July 12, 2004

Character and the Campaign

The Evidence behind the Character Themes

When stories did convey one of the narrative themes about the candidates, what was the evidence cited?

The answer reveals the extent to which political reporting today is a game of interpretation as much as one of verification.

Stories were nearly as likely to offer no evidence for these interpretative themes about the candidates as they were to cite something concrete-be it public record, policy, recent candidate statements or the like.

Evidence for the Themes
Type of Evidence Percent
None
44%
Public Record/Management
42
Outside Statement
9
Tactics/Personal Behavior
5
Total
100%

In all, 44% of the time reporters cited no evidence. In other words, the journalist just took it upon himself or herself to assert this.

When evidence of some kind was cited, most often (42%) it was public record, recent candidate statements, policy positions or the candidate's management style. Another 9% of the time it was merely journalists quoting someone asserting this, either a poll or campaign surrogate or an attack by an opponent. The other five percent of assertions were based either on campaign tactics and fundraising or personal behavior of the candidate.

These breakdowns, however, varied, depending on the theme.

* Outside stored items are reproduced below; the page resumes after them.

PR #2893, opened 2020-04-28
Alternate cleanup processor for MessageStore

dylanbronson:
With the addition of PriorityQueues, the CleanupProcessor assumptions change slightly: Previously, we could always assume that if a message at the head of the queue should not be deleted, then none of the other messages in the queue should be either. Now, because we can have different TTL's for messages within the same queue, there can be messages that have expired in the queue after the head. 

The checkEntireQueueOnCleanup flag is an environment variable for edgeHub. If it is set to true, we will check the entire queue every time cleanup processor runs. If it is set to false, we just remove the oldest items in the queue until we get to one that is not expired.


edge-hub/src/Microsoft.Azure.Devices.Edge.Hub.Core/storage/MessageStore.cs
```diff
@@ -232,96 +234,124 @@ void EnsureCleanupTask(object state)
...
+                    throw;
+                }
+            }
+
+            private async Task CleanQueue(bool checkEntireQueueOnCleanup)
             {
                 long totalCleanupCount = 0;
                 long totalCleanupStoreCount = 0;
-
-                try
```
dylanbronson, line 239: The diff looks a bit funky here because I moved the queue cleaning logic into a method

edge-hub/src/Microsoft.Azure.Devices.Edge.Hub.Core/storage/MessageStore.cs
```diff
@@ -232,96 +234,124 @@ void EnsureCleanupTask(object state)
...
+                int batchSize = 10;
```
richma-ms, line 253: >int batchSize = 10; [](start = 16, length = 19)

constant?

PR #2894, opened 2020-04-28
fix clippy errors

philipktlin:
fix clippy errors


darobs:
Looks like windows clippy failed with this:
iotedged\src\signal.rs:62:5
   |
62 |     use tokio_signal;
   |     ^^^^^^^^^^^^^^^^^ help: remove it entirely

edgelet/edgelet-docker/src/runtime.rs
```diff
@@ -1012,7 +1010,13 @@ where
 
 #[cfg(test)]
 mod tests {
-    use super::*;
```
darobs, line 1015: What's the clippy rule here?  What are we gaining by spelling out dozens of types and functions we use in a unit test?

edgelet/dps/src/registration.rs
```diff
@@ -3,7 +3,6 @@
 use std::sync::{Arc, RwLock};
 use std::time::{Duration, Instant};
 
-use base64;
```
dmolokanov, line 6: what happened? why has the build started to fail all of a sudden? Some problems are related to new rust update. But some - not

edgelet/edgelet-kube/src/convert/to_k8s.rs
```diff
@@ -540,8 +550,17 @@ mod tests {
     use edgelet_docker::DockerConfig;
     use edgelet_test_utils::cert::TestCert;
 
-    use crate::constants::env::*;
-    use crate::constants::*;
+    use crate::constants::env::{
```
dmolokanov, line 553: nit: I'd say we use this constants via `env::CONSTANT_NAME` instead of importing all of them

edgelet/dps/src/registration.rs
```diff
@@ -593,13 +591,14 @@ mod tests {
...
 
     use edgelet_core::crypto::{MemoryKey, MemoryKeyStore};
-    use http;
     use hyper::{self, Body, Request, Response, StatusCode};
-    use serde_json;
-    use tokio;
     use url::Url;
 
-    use super::*;
+    use super::{
```
dmolokanov, line 597: Although this compiles and works it is confusing now. `super` module (parent) which is `registration` does not have a child `future` it just imports `future` from futures crate.
It'd be really nice if we can avoid this confusion by importing with appropriate crate: not `super::future` but `futures::future`.

dmolokanov: This comment applies to all files

edgelet/hsm-rs/src/lib.rs
```diff
@@ -13,7 +13,22 @@
     clippy::use_self
 )]
 
-use hsm_sys::*;
```
darobs, line 16: I hope you were able to just copy&paste this from the clippy output.

edgelet/dps/src/registration.rs
philipktlin: I needed to fix clippy errors as this PR https://github.com/Azure/iotedge/pull/2871 failed check-in build.  I think we use latest clippy (nightly?) which causes checkin build failed.

edgelet/dps/src/registration.rs
philipktlin: doesn't this the same problem of existing code?  And should the test always use whatever the parent uses?  This recalls 1 thing I read from "Rust programming language" book, it depends on how do you want to organize your tests.  If you want tests stick with implementation in the same file, uses super seems more appropriate.  If we plan to move tests to its own folder, then state references explicitly.

Since this doesn't change existing behavior, can this be handled in another PR? and we should make sure this is what our team is going to follow.

edgelet/edgelet-kube/src/convert/to_k8s.rs
philipktlin: I think all these constants are used in this file.  Do you mean that we should state full qualified name like "crate::constants::env::<constant name>" in every usage?

edgelet/dps/src/registration.rs
darobs: I agree with Denis - usage of external crates shouldn't be imported from "super".  I would suggest creating an issue and assign owners as appropriate for each section.

edgelet/dps/src/registration.rs
dmolokanov: we use stable clippy. in the latest update, the new wildcard check was added. but it doesn't explain why unused imports passed previously

edgelet/edgelet-kube/src/convert/to_k8s.rs
dmolokanov: it's a nit, so you can leave it here. it's just constants that may have the same name because they live if different modules, but importing it like this can lead to a name collision.
it's not the case here though

```rust
// I meant
use crate::contants::env;

...

// later in the code use it like

foo(env::CONSTANT_NAME);
```

edgelet/edgelet-docker/src/runtime.rs
dmolokanov: I agree with clippy that using wildcard leads to confusion. Receiver trait exist in std, in crossbeam, in tokio: oneshot, bounded, unbounded.... I really want to know without IDE what this Receiver came from!!!
The only exception is `prelude::*` case.

edgelet/dps/src/registration.rs
philipktlin: created a bug https://dev.azure.com/msazure/One/_workitems/edit/7123592 to track.

edgelet/edgelet-docker/src/runtime.rs
philipktlin: support link: https://rust-lang.github.io/rust-clippy/master/index.html#wildcard_imports

PR #2895, opened 2020-04-28
Edgelet build fix for Mac OS

massand:
A quick PR for fixing MacOS edgelet build. The last commit on that file did some refactor that ignored non-Windows, non-Linux. If we don't want zero uptime reporting, we could use libc I guess.


arsing:
>If we don't want zero uptime reporting, we could use libc I guess.

No, it's fine. It's a niche request so it's not worth the effort.

edgelet/edgelet-docker/src/runtime.rs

The theme most likely to be put forth with no evidence whatsoever was Bush as a strong and decisive leader. More than half, 57%, of those assertions (again mostly put forth by Bush campaign surrogates) offered no evidence. Just 26% used some hard evidence tied to Bush's record or management style.

The Kerry campaign offered more evidence in pushing the image of Kerry as a tough guy, but that evidence was not necessarily tied to his public record. Instead it was a mix of public record and management style (31% combined), statements by past personal friends (12%) and his ad strategy or other campaign tactics (10%).

The negative messages, in general, were more grounded in hard evidence of public record. Half of all references to Kerry as very liberal linked to his public record (keep in mind, though, that some references to public record, especially in the opponent's ad campaigns can be disputed).

That was true of 42% of the assertions about Kerry's problem of changing his decision, 45% of the claims that Bush's credibility is in question and 46% of the claims that Bush is arrogant.

What elements of each candidate's record were used as evidence? The scope was relatively narrow. Terrorism preparedness and war in Iraq (not surprisingly) were the primary focus of Bush's record, together accounting for roughly seven-in-ten references to his public record. And when it came to Kerry, the focus was on past tax votes and his remarks on gas pricing, 41% of all evidences of public record. The others were a mix of Vietnam experience, his vote on the support for the war with Iraq, his defense record and others.